Esta frase de amplo conhecimento popular é, no entanto, uma verdade perigosa. De fato, o cinema nasceu mudo, mas o espetáculo cinematográfico nunca foi silencioso. As imagens na tela não possuíam som, mas havia o acompanhamento do pianista ou da orquestra para cada filme projetado e, frequentemente, havia um comentador, cujo papel foi crucial para a definitiva “narração” do cinema. Com esse uso arbitrário da música e da voz, cada exibição era uma atração única. Com o forte desenvolvimento da narrativa linear (meados dos anos 1910) e o aumento progressivo da duração dos filmes, o papel do comentador perdeu importância. A montagem e os intertítulos permitiam maior controle dos realizadores sobre o filme, sendo a música o único item do espetáculo que lhes fugia ao poder.

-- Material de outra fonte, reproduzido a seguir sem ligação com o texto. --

PR #2172, opened 2026-08-17
fix(desktop): keep review strip indexes independent of the terminal drawer

naingthet:
Follow-up to #2171. Three bugs that landed with the review sidebar:

1. **Tab strip indexed the unsplit URL layout.** `PanelLayout` received the filtered files/diff tabs but called `focusTab` / `closeTab` against the URL, so Files then Terminal then Diff made clicking or closing Diff select or remove the terminal.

Apesar de haverem muitas experiências sonoras no cinema antes de O Cantor de Jazz (1927), da Warner Bros., este é considerado o primeiro filme falado da história do cinema. A película, que apresenta gravações musicais e diálogos sobrepostos, contou com uma ampla distribuição da Warner o que tornou a novidade do som no cinema mais conhecida através da voz de Al Jolson do que das modestas experiências anteriores.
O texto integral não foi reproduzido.